When you receive a large inheritance, you may not know exactly what to do. When a loved one passes away, and you get a huge windfall of money, you may go through the entire range of various emotions. It’s important to not make any quick decisions during this time of grief.

If you’ve always been in the position of following a strict budget, you may want to immediately go out and spend everything on large purchases that you’ve always dreamed of. The smart thing to do, however, is to carefully consider your options and to make choices that can help your inheritance last as long as possible.

150303180933-cash-inheritance-780x439

1. Make a Plan

The first thing to do before you even consider spending any of your newly found money, is to make a plan. Depending on how much you get, you need to think about what the tax implications are as well as the details about how to get the money disbursed to you. Furthermore, if you are entitled to any property, it’s important to learn more here and via other websites regarding siblings and others who might be entitled to your inheritance, It’s important to not spend anything just yet so that you can give yourself time to decide the best options.

2. Evaluate Your Expenses

Next, you need to evaluate all of your expenses and current income.

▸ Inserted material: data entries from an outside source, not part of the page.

Issue #1465, opened 2023-01-06
A problem with idlneturl__define.pro (spawn, cmd, result, blahblah)


Albom:
An error occurs in **idlneturl__define.pro** file (**line 134**).

Trying:
```idl
spawn,'curl -LI --silent --show-error --include --write-out "\n%{size_header}\n%{content_type}\n%{response_code}\n%{size_download}" http://www.http2demo.io/',result,eee
```
Get in eee:

> curl: (3) URL using bad/illegal format or missing URL

Get in result:

> 0  000 00

Running in a command line (cmd):
curl -LI --silent --show-error --include --write-out "\n%{size_header}\n%{content_type}\n%{response_code}\n%{size_download}" http://www.http2demo.io/

Get:

> HTTP...
> ....
> 
> 392
> text/html
> 200
> 0

curl 7.78.0 (x86_64-pc-win32) is in PATH. Another version of curl was also tried. The result is the same.
OS is Windows 11 Home 21H2.

GillesDuvert:
Hi thanks for the report.
This procedure has never been tested under Windows before and the fact that spawning curl does work is already a feat! 😄 
Probably the spawn C++ code does unfortunate conversions of the 'sent' string, like replacing /  by \ etc on this platform.

Albom:
Thank you! Yes, really. In basic_pro.cpp (Line 1835), there is a such conversion:

```cpp
std::replace(cmd.begin(), cmd.end(), '/', '\\');
```

Therefore, the string  http://www.http2demo.io/ is converted to  http:\\\\www.http2demo.io\\. 

Trying curl in a command line:

> curl -LI --silent --show-error --include --write-out "\n%{size_header}\n%{content_type}\n%{response_code}\n%{size_download}" http:\\\\www.http2demo.io\\

And get:

> curl: (3) URL using bad/illegal format or missing URL
> 
> 0
> 
> 000
> 0

Is this conversion required? Users should know what kind of slash symbols ('/' or '\') to use...

GillesDuvert:
Yes the call passes OK on unix/linux and probably OSX as well.
GDL is supposed to behave as IDL (or better :smile) so in the particular case of  idlneturl:: use GDL must provide a call to curl (external or, in the future, internally using libcurl) that does not make such conversion on windows.
This opens a greater question: does the windows version of gdl's 'spawn' need to make this translation at all? I doubt IDL does it.

Albom:
[...]

PR #1468, opened 2023-01-10
SPAWN: a windows change

GillesDuvert:
normally even on windows, spawn should not change the content of the spawned command.


GillesDuvert:
see #1465

Issue #1471, opened 2023-01-11
problem with the size of the first window with wxwidgets ! (+valgrind / callgrind)


alaingdl:
This is a continuation of Issue #1461 since this issue (no first drawing of plot) is now solved in current Git version (to be the 1.0.2). To my knowledge this is the last real basic bug for a 1.0.3 delivery. As long as SHADE_SURF is not solve it is not smart to have a 1.1, isn't it ?

Call 1 : plot, indgen(10) & Window, 2
Call 2 : Window, 0 & plot, indgen(10) & Window, 2
Both windows should have the same size.

* Using the X11 version I have no problem, locally or on remote (ssh -X)
```
cmake .. -DWXWIDGETS=off -DX11=on -DPYTHON=off -DQHULL=off -DCMAKE_INSTALL_PREFIX=$PWD/install
make install
./install/bin/gdl
```

Call 1 and Call 2 give the same output, and the size of both windows (0 & 2) are the same

* Using WXwidgets I do have problems
```
cmake .. -DX11=off -DPYTHON=off -DQHULL=off -DCMAKE_INSTALL_PREFIX=$PWD/install
make install
./install/bin/gdl
```

Call 1 and call 2 give the same output **but** the size the the 2 windows are different

When running that remotely, it is absolutely clear that the first window is plotted in two steps, the first one has the good size (but with a white/grey background) then is resized to a bad size and a black background.

This problem is maybe related to a side effect within the window manager. I do use `xfwm4` and when I double the size of the top bar, the size of the first window is altered by the same factor.

**About Callgrind**

I also try to use `valgrind --tool=callgrind ./install/bin/gdl` (yes I stored the outputs, so called _callgrind.out.1234_, 1234 is the pid of the run as usual with `valgrind`. To be explore with `kcachegrind`. Since these files are big (5 Mo each) I cannot put them here ) and it seems, following the graph of the internal calls, that Call 1 and Call 2 don't follow the same path to reach the same final status (in both cases, X11 & wx). I do see that as a risk of bugs and future problems for the maintenance of the code.

alaingdl:
I forgot to mention that to use valgrind + callgrind we need to compile : 
`cmake .. -DCMAKE_CXX_FLAGS_RELEASE="-g -pg"  [other flags to cmake]`

GillesDuvert:
I succeed to reproduce on a Debian10 . Obviously some uninitialized size somewhere. Indded, must be solved before 1.0.2

[...]

PR #1473, opened 2023-01-13
Windows sizes (and more) to solve #1471 and many others

GillesDuvert:


alaingdl:
Bravo ! Solve locally the problem :smile: 

(I cannot test remotely this WE, annual turn off of electricity for _maintenance_)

Look at the budget that you’ve been using since before you received the large sum of money. Focus on what you’ve been doing to pay your current bills and what you can continue to do to support your current lifestyle. If your inheritance is enough to make it possible for you to retire, consider all of your current spending and how your new money supports it.

ALSO READ  The do’s and don’ts of filling a skip

3. Partner With an Advisor

The next thing to do is to find a financial professional who you can partner with. It’s important to find the best advisors who can give you advice to support your money’s growth. Working with someone you trust is a big part of that, so you should research firms or individuals who have impeccable reputations in your area. For example, an industry expert like a Fisher Investments manager highlights the need for professional portfolio assistance for those with large asset amounts. People with experience in this arena can show you how to keep your money growing throughout the rest of your life.

money-savings

4. Eliminate All Debt

Once you’ve got a team of finance people working for you, what you may need to do next is pay off your high-interest debt. If you owe credit card balances or student loans, you may want to eliminate your debt in order to start fresh.

5. Focus on Retirement

No matter how close you are to retirement, it’s also a good idea to create an investment strategy that gives you freedom once you stop working. For many people that may mean starting either a 401(k) plan or an IRA fund. Depending on whether or not you continue to work, you may need to be aggressive in your retirement funding in order to reach your financial goals.

6. Build a Portfolio

Your financial team can help you build a strong investment portfolio as your next step. With your advisors, you can develop a plan that assigns a portion of your money into various investment opportunities. Depending on your goals, you may want to consider stock options, mutual funds, or other types of low-risk choices.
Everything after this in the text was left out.